What needs to be done - From the records, pick out and copy each line containing "opened".

Given data -
PR #165, opened 2020-06-16
add concordance statistic from survival package

EmilHvitfeldt:
This PR adds the concordance statistic from the **survival** package.
A couple of notes:

- I have named the function `c_index()` to avoid clashing with the concordance S3method from **survival**. I am still mentioning both C-Index and concordance in the documentation.
- **survival** has been added to Imports.


DavisVaughan:
Just an FYI that we are going to wait on this for a while longer as we figure out exactly what a survival model API looks like

PR #205, opened 2021-03-10
New metric mean error / mean signed deviation closes (#183)

### LINKED ISSUE #183: Metric: Mean Signed Deviation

Answer area -
PR #165, opened 2020-06-16
PR #205, opened 2021-03-10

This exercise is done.